Stored data entries:

PR #6049, opened 2024-10-29
odb: In dbITerm::getGeometries, return layer + rect

smunaut:
Currently only the rect is returned but that's not very useful. So instead we return pairs of layer + rect.

The appropriate SWIG mapping is also added so the result is usable both in Python and in TCL.

Note that someone should definitely have a close look at the SWIG mapping because I have very little experience with those.
I did test that it seems to work as expected in both TCL and Python though.

### DIFF
--- a/src/odb/include/odb/db.h
+++ b/src/odb/include/odb/db.h
@@ -3636,7 +3636,8 @@ class dbITerm : public dbObject
   ///
   /// Returns all geometries of all dbMPin associated with
   /// the dbMTerm.
-  std::vector<Rect> getGeometries() const;
+  ///
+  std::vector<std::pair<dbTechLayer*, Rect>> getGeometries() const;
 
   void setAccessPoint(dbMPin* pin, dbAccessPoint* ap);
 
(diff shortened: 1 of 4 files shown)


gadfort:
Could this return a set of dbShape instead? https://github.com/The-OpenROAD-Project/OpenROAD/blob/master/src/odb/include/odb/dbShape.h

maliberty:
Looking your suggestion I noticed dbITermShapeItr which might be what is wanted here.

maliberty:
@smunaut this has compilation and clang-tidy errors?  Do you plan to fix this up?

smunaut:
Ok, I think I fixed it actually.  For some reason it says `pr-hread` failed but if you click on it, all build succeeded. I think it got a bit confused because I pushed a new version before the previous build was done ?

maliberty:
You need to merge master to resolve the c++20 compiler issue.

smunaut:
Rebased to master, all checks passed.

maliberty (approved):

WHAT YOU HAVE TO DO:
Show all lines above that contain "both".

TASK ANSWER:
The appropriate SWIG mapping is also added so the result is usable both in Python and in TCL.
I did test that it seems to work as expected in both TCL and Python though.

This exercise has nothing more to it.